Look through the records, and wherever the string "const" turns up, copy out that line.

+ + + + +

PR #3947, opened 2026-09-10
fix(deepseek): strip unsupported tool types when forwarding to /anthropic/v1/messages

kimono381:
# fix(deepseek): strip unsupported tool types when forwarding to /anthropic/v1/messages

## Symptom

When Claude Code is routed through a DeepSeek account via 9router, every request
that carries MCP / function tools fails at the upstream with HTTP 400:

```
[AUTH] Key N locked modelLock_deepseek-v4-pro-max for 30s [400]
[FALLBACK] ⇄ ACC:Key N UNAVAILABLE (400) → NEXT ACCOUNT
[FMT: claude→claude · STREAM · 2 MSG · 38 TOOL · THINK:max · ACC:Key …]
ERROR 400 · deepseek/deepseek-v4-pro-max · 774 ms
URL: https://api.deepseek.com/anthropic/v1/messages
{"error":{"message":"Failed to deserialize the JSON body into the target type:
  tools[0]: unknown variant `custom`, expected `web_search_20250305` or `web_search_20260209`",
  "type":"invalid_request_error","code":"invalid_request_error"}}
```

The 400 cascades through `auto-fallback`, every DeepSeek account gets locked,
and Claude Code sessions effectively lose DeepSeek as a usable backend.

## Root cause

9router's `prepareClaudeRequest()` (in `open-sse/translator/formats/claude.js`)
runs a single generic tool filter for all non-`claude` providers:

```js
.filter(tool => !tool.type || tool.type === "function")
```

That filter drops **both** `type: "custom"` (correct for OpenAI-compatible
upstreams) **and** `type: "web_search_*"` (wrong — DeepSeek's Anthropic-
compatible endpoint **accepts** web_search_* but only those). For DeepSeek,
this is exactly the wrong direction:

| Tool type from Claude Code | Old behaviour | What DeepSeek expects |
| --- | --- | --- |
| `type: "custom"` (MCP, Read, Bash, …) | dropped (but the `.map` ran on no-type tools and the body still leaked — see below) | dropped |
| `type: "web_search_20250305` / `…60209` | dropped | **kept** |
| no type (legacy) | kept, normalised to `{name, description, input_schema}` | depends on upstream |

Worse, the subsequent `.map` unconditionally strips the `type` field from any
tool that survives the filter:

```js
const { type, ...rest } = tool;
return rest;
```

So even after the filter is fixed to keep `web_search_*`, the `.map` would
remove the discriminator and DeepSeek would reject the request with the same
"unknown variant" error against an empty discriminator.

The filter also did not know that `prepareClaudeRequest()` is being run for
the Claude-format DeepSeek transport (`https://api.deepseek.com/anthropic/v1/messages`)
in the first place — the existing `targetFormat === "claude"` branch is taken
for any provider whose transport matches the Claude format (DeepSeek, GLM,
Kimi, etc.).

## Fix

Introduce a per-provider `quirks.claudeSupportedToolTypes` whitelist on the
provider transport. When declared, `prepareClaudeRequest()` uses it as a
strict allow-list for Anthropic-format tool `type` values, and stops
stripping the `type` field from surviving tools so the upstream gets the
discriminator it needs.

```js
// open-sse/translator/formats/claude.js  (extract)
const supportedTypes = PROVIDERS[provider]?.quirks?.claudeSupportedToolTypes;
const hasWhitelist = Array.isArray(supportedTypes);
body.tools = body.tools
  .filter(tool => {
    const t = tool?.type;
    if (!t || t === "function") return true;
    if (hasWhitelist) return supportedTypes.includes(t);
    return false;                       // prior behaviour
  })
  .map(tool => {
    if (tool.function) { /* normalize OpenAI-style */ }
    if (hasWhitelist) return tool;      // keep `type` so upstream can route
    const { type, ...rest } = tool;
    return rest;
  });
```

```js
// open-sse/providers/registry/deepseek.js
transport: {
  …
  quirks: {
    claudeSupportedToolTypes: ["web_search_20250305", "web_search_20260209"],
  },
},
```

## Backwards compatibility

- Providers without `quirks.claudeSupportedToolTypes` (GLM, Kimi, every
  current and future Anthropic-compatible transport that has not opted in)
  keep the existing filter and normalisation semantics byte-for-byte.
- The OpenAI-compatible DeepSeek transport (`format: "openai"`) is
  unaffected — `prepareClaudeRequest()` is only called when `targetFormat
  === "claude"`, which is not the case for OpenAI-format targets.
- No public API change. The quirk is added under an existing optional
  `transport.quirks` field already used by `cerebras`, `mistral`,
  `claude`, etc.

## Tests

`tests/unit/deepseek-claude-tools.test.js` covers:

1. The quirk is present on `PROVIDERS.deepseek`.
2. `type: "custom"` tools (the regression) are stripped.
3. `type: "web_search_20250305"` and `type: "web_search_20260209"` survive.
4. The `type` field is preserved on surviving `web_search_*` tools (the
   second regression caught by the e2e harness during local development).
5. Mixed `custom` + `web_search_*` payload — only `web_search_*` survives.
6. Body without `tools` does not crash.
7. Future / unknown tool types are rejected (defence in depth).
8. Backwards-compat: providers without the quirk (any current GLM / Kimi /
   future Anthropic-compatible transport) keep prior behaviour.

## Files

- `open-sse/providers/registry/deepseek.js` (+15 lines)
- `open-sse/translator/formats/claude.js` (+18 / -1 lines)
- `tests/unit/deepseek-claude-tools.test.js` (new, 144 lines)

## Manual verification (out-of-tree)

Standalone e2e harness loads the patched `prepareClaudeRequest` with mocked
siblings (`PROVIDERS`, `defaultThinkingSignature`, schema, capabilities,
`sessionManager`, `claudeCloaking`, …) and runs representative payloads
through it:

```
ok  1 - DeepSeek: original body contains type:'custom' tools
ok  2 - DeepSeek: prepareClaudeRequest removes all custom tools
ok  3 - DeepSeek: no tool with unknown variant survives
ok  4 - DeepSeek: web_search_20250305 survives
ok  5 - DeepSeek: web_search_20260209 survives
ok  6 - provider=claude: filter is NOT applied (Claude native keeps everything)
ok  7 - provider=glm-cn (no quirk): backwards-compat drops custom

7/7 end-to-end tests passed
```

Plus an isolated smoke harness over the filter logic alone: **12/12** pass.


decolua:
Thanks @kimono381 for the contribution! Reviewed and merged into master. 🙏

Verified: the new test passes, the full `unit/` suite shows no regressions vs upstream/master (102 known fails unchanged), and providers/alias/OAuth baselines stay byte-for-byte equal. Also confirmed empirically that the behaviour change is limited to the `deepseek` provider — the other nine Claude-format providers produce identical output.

+ + + + +

=== Written reply ===
const { type, ...rest } = tool;
const supportedTypes = PROVIDERS[provider]?.quirks?.claudeSupportedToolTypes;
const hasWhitelist = Array.isArray(supportedTypes);
    const t = tool?.type;
    const { type, ...rest } = tool;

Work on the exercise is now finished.